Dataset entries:

PR #844, opened 2019-02-04
Fix documentation for packages mixing __all__ and top-level resources 

swgillespie:
This PR contains a few fixes to the documentation generator tool:

1. The `config` module in `tfgen`-generated packages can't be safely imported outside of a Pulumi program. Because of this, Sphinx also can't import it and is unable to generate documentation for it. It's better for us in this case to simply skip it, which this PR now does.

Aim of the exercise: Working through the records above, copy each one exactly.

Solution to the problem:
PR #844, opened 2019-02-04
Fix documentation for packages mixing __all__ and top-level resources 

swgillespie:
This PR contains a few fixes to the documentation generator tool:

1. The `config` module in `tfgen`-generated packages can't be safely imported outside of a Pulumi program. Because of this, Sphinx also can't import it and is unable to generate documentation for it. It's better for us in this case to simply skip it, which this PR now does.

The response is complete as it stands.